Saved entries
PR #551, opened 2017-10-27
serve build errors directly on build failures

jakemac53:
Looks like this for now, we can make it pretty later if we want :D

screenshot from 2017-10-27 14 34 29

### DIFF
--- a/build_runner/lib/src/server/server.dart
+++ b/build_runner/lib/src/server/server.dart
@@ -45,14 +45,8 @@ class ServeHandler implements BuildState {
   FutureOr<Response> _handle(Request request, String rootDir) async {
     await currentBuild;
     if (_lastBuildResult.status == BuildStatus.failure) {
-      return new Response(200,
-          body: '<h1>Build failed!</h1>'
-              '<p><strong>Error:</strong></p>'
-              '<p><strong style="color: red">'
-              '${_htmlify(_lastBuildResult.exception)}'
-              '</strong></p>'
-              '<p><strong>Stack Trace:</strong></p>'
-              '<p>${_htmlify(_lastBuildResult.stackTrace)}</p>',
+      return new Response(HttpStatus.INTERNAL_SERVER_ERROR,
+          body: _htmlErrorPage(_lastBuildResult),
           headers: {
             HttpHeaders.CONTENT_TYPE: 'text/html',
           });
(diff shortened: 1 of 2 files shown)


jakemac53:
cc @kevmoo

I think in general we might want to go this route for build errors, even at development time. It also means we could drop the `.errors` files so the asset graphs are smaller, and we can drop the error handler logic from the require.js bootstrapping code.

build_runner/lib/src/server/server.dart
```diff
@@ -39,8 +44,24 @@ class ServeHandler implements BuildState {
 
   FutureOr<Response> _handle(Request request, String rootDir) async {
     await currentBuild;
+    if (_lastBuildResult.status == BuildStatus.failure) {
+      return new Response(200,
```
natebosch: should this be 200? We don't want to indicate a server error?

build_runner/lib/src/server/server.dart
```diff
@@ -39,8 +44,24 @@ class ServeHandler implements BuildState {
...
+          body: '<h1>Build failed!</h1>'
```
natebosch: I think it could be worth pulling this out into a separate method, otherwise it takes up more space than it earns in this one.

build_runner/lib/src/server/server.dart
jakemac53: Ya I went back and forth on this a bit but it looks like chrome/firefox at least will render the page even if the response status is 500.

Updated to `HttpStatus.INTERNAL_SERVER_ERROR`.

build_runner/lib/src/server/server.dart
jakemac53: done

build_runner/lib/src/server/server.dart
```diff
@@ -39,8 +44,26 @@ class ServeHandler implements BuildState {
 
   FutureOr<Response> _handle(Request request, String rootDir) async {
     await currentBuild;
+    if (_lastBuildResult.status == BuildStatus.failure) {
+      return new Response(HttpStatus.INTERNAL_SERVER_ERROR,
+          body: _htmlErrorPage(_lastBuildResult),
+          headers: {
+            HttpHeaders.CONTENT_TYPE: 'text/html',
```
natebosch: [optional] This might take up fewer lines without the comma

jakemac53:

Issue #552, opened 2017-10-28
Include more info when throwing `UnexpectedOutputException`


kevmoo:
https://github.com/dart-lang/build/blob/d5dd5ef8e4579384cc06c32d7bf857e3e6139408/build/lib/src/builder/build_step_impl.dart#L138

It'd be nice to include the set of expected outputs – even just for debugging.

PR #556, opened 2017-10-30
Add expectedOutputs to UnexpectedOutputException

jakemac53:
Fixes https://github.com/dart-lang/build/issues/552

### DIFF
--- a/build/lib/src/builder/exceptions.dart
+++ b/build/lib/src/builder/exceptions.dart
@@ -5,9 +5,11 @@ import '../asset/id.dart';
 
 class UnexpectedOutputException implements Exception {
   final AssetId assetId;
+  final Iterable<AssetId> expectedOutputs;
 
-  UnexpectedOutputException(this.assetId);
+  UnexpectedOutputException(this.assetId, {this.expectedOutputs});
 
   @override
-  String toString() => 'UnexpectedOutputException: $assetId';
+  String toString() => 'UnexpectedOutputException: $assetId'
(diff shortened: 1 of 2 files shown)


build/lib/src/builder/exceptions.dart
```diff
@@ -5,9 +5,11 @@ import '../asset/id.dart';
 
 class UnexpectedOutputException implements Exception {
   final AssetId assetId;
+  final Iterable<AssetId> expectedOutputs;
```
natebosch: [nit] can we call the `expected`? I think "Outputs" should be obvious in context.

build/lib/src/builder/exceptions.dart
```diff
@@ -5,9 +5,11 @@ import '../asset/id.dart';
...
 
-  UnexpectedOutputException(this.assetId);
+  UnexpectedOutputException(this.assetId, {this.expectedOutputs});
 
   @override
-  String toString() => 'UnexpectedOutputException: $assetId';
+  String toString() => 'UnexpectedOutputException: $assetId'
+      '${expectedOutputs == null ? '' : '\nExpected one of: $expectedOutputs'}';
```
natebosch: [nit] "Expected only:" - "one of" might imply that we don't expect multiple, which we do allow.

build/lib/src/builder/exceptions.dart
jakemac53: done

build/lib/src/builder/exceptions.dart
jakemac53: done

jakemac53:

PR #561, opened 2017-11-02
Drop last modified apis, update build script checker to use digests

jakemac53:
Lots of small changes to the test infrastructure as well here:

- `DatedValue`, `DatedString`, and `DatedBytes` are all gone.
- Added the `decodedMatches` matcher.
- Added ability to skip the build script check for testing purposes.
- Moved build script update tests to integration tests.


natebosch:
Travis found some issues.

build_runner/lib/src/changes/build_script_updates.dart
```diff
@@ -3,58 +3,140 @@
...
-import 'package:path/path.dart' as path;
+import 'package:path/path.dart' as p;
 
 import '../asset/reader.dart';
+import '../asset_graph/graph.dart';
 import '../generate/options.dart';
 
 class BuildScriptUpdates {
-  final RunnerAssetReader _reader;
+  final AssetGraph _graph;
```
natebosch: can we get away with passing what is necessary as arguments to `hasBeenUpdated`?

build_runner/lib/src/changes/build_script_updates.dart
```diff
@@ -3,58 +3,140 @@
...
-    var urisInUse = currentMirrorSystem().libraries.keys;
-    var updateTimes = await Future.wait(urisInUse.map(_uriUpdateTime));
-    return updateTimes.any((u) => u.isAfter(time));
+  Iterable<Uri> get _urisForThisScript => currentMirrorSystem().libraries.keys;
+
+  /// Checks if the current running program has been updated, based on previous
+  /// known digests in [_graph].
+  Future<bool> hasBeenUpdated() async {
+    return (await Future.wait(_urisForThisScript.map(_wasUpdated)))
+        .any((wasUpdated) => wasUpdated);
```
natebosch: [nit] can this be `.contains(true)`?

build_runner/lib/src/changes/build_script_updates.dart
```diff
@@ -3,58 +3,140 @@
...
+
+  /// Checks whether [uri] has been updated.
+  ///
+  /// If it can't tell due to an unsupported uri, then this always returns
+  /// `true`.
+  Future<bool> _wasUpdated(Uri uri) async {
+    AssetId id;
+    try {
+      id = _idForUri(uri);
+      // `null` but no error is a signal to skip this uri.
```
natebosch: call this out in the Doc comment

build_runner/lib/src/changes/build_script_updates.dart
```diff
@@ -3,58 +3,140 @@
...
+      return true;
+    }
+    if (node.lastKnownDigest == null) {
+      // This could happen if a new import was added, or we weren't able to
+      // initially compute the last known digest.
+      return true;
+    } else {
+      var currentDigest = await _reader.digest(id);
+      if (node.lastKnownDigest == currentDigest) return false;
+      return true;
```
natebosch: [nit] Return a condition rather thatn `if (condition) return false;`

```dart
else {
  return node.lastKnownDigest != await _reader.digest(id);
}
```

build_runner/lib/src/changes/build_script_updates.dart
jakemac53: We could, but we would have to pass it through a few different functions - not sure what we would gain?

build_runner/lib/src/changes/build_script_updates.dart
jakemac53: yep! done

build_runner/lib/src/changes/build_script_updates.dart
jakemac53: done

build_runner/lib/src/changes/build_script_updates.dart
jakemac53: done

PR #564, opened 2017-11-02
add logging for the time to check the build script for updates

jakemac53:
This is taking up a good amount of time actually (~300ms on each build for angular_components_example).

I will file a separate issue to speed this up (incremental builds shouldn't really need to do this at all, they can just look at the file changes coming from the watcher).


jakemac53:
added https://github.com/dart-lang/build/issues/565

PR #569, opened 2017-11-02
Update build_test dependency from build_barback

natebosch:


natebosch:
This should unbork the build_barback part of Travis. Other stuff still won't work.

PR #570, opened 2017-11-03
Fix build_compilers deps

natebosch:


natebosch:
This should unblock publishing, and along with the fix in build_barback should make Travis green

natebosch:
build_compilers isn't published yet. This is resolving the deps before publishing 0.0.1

- EXERCISE GOAL -
Show a copy of each line from the data that includes the word "even".

- OUTPUT -
I think in general we might want to go this route for build errors, even at development time. It also means we could drop the `.errors` files so the asset graphs are smaller, and we can drop the error handler logic from the require.js bootstrapping code.
jakemac53: Ya I went back and forth on this a bit but it looks like chrome/firefox at least will render the page even if the response status is 500.
It'd be nice to include the set of expected outputs – even just for debugging.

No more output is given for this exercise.